Before I entered the women’s group at Penn, I didn’t much trust other women. (Mother had left me wary about members of our sex.) In the end, I would have a long history with such groups—and the menus would become increasingly elaborate– but it was Claire who prepared me, who first opened me to the love and care of women.
Sometime in 1966, when we were still in Berkeley, Jake had presented Dick and me to the new woman in his life, Claire. Claire had a fragile elegance that was very appealing. She wore glamorous, sometimes vintage, clothes—a pair of forties-style white pants, say, with a beige, loose-sleeved blouse printed in muted, rosy flowers. Her heavy hair, the color of dark honey, hung well below her shoulders. The thinnest of eyebrows floated about her long, large, hazel eyes. And her voice was whispery, as if full of secrets you’d like to share.
Claire was finishing her B.A. in the English department where she also worked as part-time secretary, but these realities seldom surfaced as topics in our conversations. What she did like to talk about were her ever-changing passions. She studied piano, always on a baby grand. “I never rent anything but a baby grand,” she’d say, her eyes widening. “The music sounds sooo much better.” At other times she took classes in watercolor, ballet, poetry, or Greek. To career-minded graduate students like Dick and me, the time Claire invested in these studies did not seem entirely practical (poetry, of course, being an exception!) Only later did I understand that baby grand pianos, watercolor, and Greek were at the heart of something magical about Claire. She had a gift for transforming ordinary life into something beyond the ordinary, into something that took hold of you despite the accompanying eccentricities.
Although Claire laughed easily and had a self-deprecating sense of humor that was endearing, there was something sorrowful about her too. Her mouth turned down at the corners when her face fell into repose. In time I came to know what lay behind that mouth. Claire’s mother had died when she was three years old, and her already-distant father had quickly turned to alcohol and abuse. “I want you dead,” he’d shout at her. The last time he beat her she had been nineteen, and the beating had lasted two hours. For three days after Claire was unable to speak.
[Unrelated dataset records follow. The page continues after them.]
PR #1284, opened 2022-03-30
c2d show price with fee, exclude provider fee

soonhuat:
Fixes # .

Changes proposed in this PR:

- Show dataset price with fee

The pain and loneliness of those early years never left her. But by the time we came into each other’s lives, Claire had a strategy for dealing with the Dickensian brutalities of her past. She created, and recreated when necessary, an exuberant and enticing self, an exciting alternative existence that was as deep a part of her as the sadness and the more mundane realities of attending undergraduate classes and doing part-time clerical work. The glamour of this alternative life was partly expressed in the thoughtfully achieved allure of her appearance and in her cultivation of graceful practices such as dancing ballet and reading classical texts, but it was also embodied in the sumptuous meals she cooked for friends and in the charming, off-beat surroundings in which she prepared and served them. When you stood in Claire’s kitchen or sat in her dining room, wonder, glamour, and comfort became part of your life too.
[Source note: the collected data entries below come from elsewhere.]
PR #1334, opened 2022-04-07
Display generic info message for file inputs

### LINKED ISSUE #1319: Market wrongly detects xlsx file as HTML
When publishing an asset, the market wrongly detects file as HTML format even if the file is a valid xlsx.
File URL: https://data.gov.ro/dataset/b86a78a3-7f88-4b53-a94f-015082592466/resource/2a84fe08-6502-4df6-b973-1bfa0303a352/download/transparenta_aprilie_2022.xlsx

Result:

claudiaHash:
Fixes #1319  .


src/components/@shared/FormFields/FilesInput/index.tsx
```diff
@@ -6,12 +6,19 @@ import { InputProps } from '@shared/FormInput'
...
+import content from '../../../../../content/publish/form.json'
+import FormHelp from '@shared/FormInput/Help'
 
 export default function FilesInput(props: InputProps): ReactElement {
   const [field, meta, helpers] = useField(props.name)
   const [isLoading, setIsLoading] = useState(false)
   const { values, setFieldError } = useFormikContext<FormPublishData>()
 
+  const helperMessage = content.services.fields[2].help.replace(
+    'Please enter the URL to your data set file and click "ADD FILE" to validate the data.',
```
kremalicious, line 18: what are you trying to do here? Why don't you change the actual content instead of clearing it out here?

There should be only 1 help text, not a help tooltip and a help text. So we need a mechanism to have a defined help text either as a tooltip (default) or output directly in field as `FormHelp`

src/components/@shared/FormFields/FilesInput/Info.tsx
```diff
@@ -19,7 +19,7 @@ export default function FileInfo({
   // Prevent accidential publishing of error pages (e.g. 404) for
   // popular file hosting services by warning about it.
   // See https://github.com/oceanprotocol/market/issues/1246
-  const shouldWarnAboutFile = file.valid && contentTypeCleaned === 'html'
```
kremalicious, line 22: if none of this is used, all the comments and commented out code should be removed

kremalicious:
> There should be only 1 help text, not a help tooltip and a help text. So we need a mechanism to have a defined help text either as a tooltip (default) or output directly in field as FormHelp.

Because this is just too much help at once:

Screen Shot 2022-04-11 at 15 42 52

Screen Shot 2022-04-11 at 15 42 58

Also the compute part is not relevant for people doing a data set so ideally this text should not be there in this case but we should stop with those string replacements regardless, so quick fix would be to change order of sentences to have what's important first. So message flow encrypted → file accessible → compute file

kremalicious:
looks like we are back to only having tooltips when looking at PR preview. Posting the draft from #1319 on here as this is what we want in terms of UI (exact copy is fine in this PR):

162206947-12d85670-7a4e-40e8-9614-3ccbcedd9f46

There is:
1. help text under the input field
2. no tooltip 

Solution:

> we need a mechanism to have a defined help text either as a tooltip (default) or output directly in field as FormHelp.

All our form fields use the tooltip (default) but in this case we want the text output directly in field as `FormHelp`. So most likely this has to be done in our input components and needs to be usable for all form fields. One way would be to add a new key in the form data for that file field like `prominentHelp: true` and then conditionally switch tooltip & FormHelp but I'm sure there are more ways to get to the above draft UI

src/components/Asset/Edit/FormEditMetadata.tsx
```diff
@@ -103,6 +103,7 @@ export default function FormEditMetadata({
                   ? timeoutOptionsArray
                   : field.options
               }
+              prominentHelp={field.name === 'links'}
```
claudiaHash, line 106: should we apply the same mechanism on the edit form?

kremalicious: would say yes. But looking at mechanism, conceptionally, it should be up to content author to decide about tooltip help or prominent help on the respective field content, so would put the `prominentHelp` key in the content file and work from there. 

Because otherwise we always would have to edit specific components when we decide to use prominent help on another field too. Once we get this key from the content file, we don't need to think about adding this as a prop to some components or not

src/components/@shared/FormInput/index.tsx
```diff
@@ -118,16 +121,17 @@ export default function Input(props: Partial<InputProps>): ReactElement {
...
           </span>
         )}
-        {help && <Tooltip content={<Markdown text={help} />} />}
+        {help && !prominentHelp && (
+          <Tooltip content={<Markdown text={help} />} />
+        )}
       </Label>
       <InputElement size={size} {...field} {...props} />
-
+      {help && prominentHelp && <FormHelp>{help}</FormHelp>}
```
kremalicious, line 129: this now pushes down all error messages:

Screen Shot 2022-04-20 at 15 28 21

As help text can be long or short we are at the limit of hacking it in place with `position: absolute` like I did here with the default provider link: https://github.com/oceanprotocol/market/blob/v4/src/components/%40shared/FormFields/Provider/index.module.css#L10-L11

So we need to figure out a new layout so that error messages are always attached to input field, but components added before or after it won't push it down

src/components/@shared/FormFields/URLInput/index.module.css
```diff
@@ -9,4 +9,6 @@
 
 .error {
   composes: error from '@shared/FormInput/index.module.css';
+  position: absolute;
```
kremalicious, line 12: please no more `absolute` positioning hacks in this place, it is impossible to predict the exact size of the help text block as there are too many viewport + text size + text length combinations. I only used it in the formerly linked place because it was pretty much guaranteed that "Default provider" winkle stay on one text line in almost all viewports. If you can't guarantee this, never start using `position: absolute` to take elements out of box model flow.

As written before, we need a new layout here with more elements but don't know yet what exactly. Goal is to have another `position: relative` wrapper the error is attached to, but not the help text.

Case in point, with this change, this is what I get on mobile, again, impossible to deal with this in absolute positioning and percentage values:

Screen Shot 2022-04-20 at 21 14 41

kremalicious (approved):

In 1968, all four of us moved East. Dick and I began our jobs in Philadelphia. Jake became a professor in New Jersey and Claire, who had married Jake the year before, found work in the rare book room of the university where Jake was employed. Jake had been our best friend since 1963, and now Claire was too. But Claire, to me, became something more. Since childhood I had had a recurring dream: I revisit a familiar house, opening door after door until I find a room—the room that I have been looking for without knowing it-—and it appears so beautiful and so compelling that I am deeply comforted. Every home that Claire created had a similar effect on me. When Dick and I visited Jake and Claire, we stayed in a guest room decorated by Claire with painted white furniture and brown, flowered, calico sheets. I slept so deeply in those rooms that sometimes I didn’t awake until one in the afternoon.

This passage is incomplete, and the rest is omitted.